[Collected data entries]
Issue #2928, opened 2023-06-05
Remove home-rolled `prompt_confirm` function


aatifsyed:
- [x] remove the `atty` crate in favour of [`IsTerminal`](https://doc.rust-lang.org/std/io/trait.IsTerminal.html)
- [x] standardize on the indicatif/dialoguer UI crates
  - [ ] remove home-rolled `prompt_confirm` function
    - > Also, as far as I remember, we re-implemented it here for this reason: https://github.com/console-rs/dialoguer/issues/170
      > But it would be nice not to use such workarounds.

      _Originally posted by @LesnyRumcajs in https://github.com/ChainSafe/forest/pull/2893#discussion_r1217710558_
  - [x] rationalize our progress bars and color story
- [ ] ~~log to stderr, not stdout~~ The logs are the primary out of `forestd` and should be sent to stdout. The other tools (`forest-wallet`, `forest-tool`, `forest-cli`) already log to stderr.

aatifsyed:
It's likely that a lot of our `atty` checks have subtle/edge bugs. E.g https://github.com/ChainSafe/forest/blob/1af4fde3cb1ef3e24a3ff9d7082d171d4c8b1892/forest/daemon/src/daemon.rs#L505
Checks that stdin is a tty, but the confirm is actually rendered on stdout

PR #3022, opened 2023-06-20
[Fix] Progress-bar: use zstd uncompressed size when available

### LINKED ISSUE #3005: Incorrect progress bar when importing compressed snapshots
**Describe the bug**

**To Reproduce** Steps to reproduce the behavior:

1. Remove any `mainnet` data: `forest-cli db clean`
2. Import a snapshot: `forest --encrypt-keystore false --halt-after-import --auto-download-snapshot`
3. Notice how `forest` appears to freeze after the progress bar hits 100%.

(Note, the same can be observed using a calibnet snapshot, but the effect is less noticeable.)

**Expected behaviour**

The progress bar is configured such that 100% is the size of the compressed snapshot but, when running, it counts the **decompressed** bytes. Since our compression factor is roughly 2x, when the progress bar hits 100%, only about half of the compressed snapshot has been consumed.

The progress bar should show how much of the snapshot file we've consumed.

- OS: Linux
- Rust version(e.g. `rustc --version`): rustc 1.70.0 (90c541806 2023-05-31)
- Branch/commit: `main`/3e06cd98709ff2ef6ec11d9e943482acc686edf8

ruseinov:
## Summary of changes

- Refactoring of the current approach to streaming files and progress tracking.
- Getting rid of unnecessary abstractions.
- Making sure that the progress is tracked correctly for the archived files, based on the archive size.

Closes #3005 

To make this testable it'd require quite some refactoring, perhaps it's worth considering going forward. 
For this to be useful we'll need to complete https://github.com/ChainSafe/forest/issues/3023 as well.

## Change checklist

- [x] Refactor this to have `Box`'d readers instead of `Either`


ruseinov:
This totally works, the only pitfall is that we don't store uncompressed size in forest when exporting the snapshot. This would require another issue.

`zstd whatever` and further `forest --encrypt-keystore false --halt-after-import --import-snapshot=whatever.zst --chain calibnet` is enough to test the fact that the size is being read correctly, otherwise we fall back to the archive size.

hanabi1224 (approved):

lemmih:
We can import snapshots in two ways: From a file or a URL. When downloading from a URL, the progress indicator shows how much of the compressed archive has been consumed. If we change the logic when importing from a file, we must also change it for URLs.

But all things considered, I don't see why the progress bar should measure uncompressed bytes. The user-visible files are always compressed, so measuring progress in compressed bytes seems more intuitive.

» **What you should do**:
Pull each line containing the word "false" out of the data above.

» **Result of the task**:
2. Import a snapshot: `forest --encrypt-keystore false --halt-after-import --auto-download-snapshot`
`zstd whatever` and further `forest --encrypt-keystore false --halt-after-import --import-snapshot=whatever.zst --chain calibnet` is enough to test the fact that the size is being read correctly, otherwise we fall back to the archive size.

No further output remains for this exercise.